Bluff City Law Exposes Corrupt General on Veteran’s Day

November 11th, 2019 11:55 PM

It was general versus general this Veteran’s Day on NBC’s Bluff City Law.

After a malfunctioning GPS product kills several soldiers in misdirected airstrikes, Elijah Strait’s former mistress Gen. Virginia Howe seeks Strait and Associates help to expose the faulty product before it claims more lives.

General Howe and another officer, Lieutenant Aaron Shepherd have both experienced the GPS malfunction that cost military lives. They fear that the impending wider rollout of the GPS prototype from Nomatis Industries will claim many more.
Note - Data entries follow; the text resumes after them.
PR #643, opened 2020-08-04
Feed fetch default true

orhovy:
## Status
- [ ] In Progress
- [x] Ready

## Related Issues
regarding:
https://github.com/demisto/etc/issues/27176

## Description
edited the required params so feed integrations will require fetch true in default value.

## Screenshots

## Must have
- [ ] Tests
- [ ] Documentation


demisto_sdk/commands/common/constants.py
```diff
@@ -854,6 +854,7 @@ class PB_Status:
 
 FEED_REQUIRED_PARAMS = [
     {
+        'defaultvalue': 'true',
```
yaakovi, line 857: shouldn't this be a boolean?

orhovy:
@yaakovi 
ran validate already on all repo and updated the failures.
PR: https://github.com/demisto/content/pull/8367

demisto_sdk/commands/common/constants.py
orhovy: In some integration it
defaultvalue: true
and in some its
defaultvalue: 'true'
Both work.
I checked how the majority looks and its that way. defaultvalue: 'true'

yaakovi: seems odd that the default value is string when the type of the parameter is boolean but ok...
if that's the majority then let's keep it that way.

orhovy:
image
ran on master and validated all files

When Shepherd’s testimony appears insufficient to win the case, Howe risks her career by offering to testify.

Elijah and Sydney smell a cover up, especially when a room full of top brass and a Department of Defense (DOD) attorney show up to get the case dismissed for national security reasons before it even takes place.

Judge Abe Taggard caves to the DOD, but Sydney and her half-brother Emerson (Howe’s son) keep looking for a way to pursue it. They find proof that General Ardmore, the very general who got the case dismissed on national security grounds, owns a 7 percent stake in Nomatis Industries.
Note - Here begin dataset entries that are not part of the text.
PR #651, opened 2020-08-09
Init Templates and bug fix

Bargenish:
## Status
- [ ] In Progress
- [x] Ready

## Related Issues
fixes: demisto/etc/issues/27060
fixes: demisto/etc/issues/24011

## Description
Fixed an issue where the **Init** command failed on scripts.
Changed the init templates source to the remote repo.
init will use local templates only if the remote source is not reachable.

## Screenshots

## Must have
- [ ] Tests
- [ ] Documentation

### DIFF
--- a/demisto_sdk/commands/common/tests/tools_test.py
+++ b/demisto_sdk/commands/common/tests/tools_test.py
@@ -152,6 +152,15 @@ class TestGetRemoteFile:
                                                return_content=True)
         assert hello_world_py
 
+    def test_get_remote_file_content(self):
+        hello_world_py = tools.get_remote_file('Packs/HelloWorld/Integrations/HelloWorld/HelloWorld.py',
+                                               return_content=True)
+        hello_world_text = hello_world_py.decode()
+        assert isinstance(hello_world_py, bytes)
+        assert hello_world_py
+        assert 'main()' in hello_world_text
+        assert hello_world_text.startswith('"""HelloWorld Integration for Cortex XSOAR (aka Demisto)')
+
     def test_get_remote_file_origin(self):
         hello_world_yml = tools.get_remote_file('Packs/HelloWorld/Integrations/HelloWorld/HelloWorld.yml', 'master')
         assert hello_world_yml
--- a/demisto_sdk/commands/common/tests/tools_test.py
+++ b/demisto_sdk/commands/common/tests/tools_test.py
@@ -147,6 +147,11 @@ class TestGetRemoteFile:
         assert hello_world_yml
         assert hello_world_yml['commonfields']['id'] == 'HelloWorld'
 
+    def test_get_remote_file_content_sanity(self):
+        hello_world_py = tools.get_remote_file('Packs/HelloWorld/Integrations/HelloWorld/HelloWorld.py',
+                                               return_content=True)
+        assert hello_world_py
+
     def test_get_remote_file_origin(self):
         hello_world_yml = tools.get_remote_file('Packs/HelloWorld/Integrations/HelloWorld/HelloWorld.yml', 'master')
         assert hello_world_yml
--- a/demisto_sdk/commands/common/tools.py
+++ b/demisto_sdk/commands/common/tools.py
@@ -145,6 +145,15 @@ def run_command(command, is_silenced=True, exit_on_error=True, cwd=None):
 
 
 def get_remote_file(full_file_path, tag='master', return_content=False):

Armed with that information, the Straits convince Judge Taggard to hear testimony. In a closed court, Sydney gets Ardmore on the stand and confronts him with his stock ownership in Nomatis and his “shell company” that helped conceal what would be perceived by many as a conflict of interest.

 

 

She also asks him about the times he abruptly sold his stock, pointing out that the dates correspond with the two GPS malfunctions Howe and Shepherd experienced.

The DOD attorney requests to see the judge in chambers without Ardmore present, and after returning to the courtroom she tells Howe and Shepherd that the Secretary of Defense is having all the Nomatis GPS units recalled and the rollout suspended until malfunctions are fixed. Elijah adds that General Ardmore was also put on leave pending an investigation into his actions.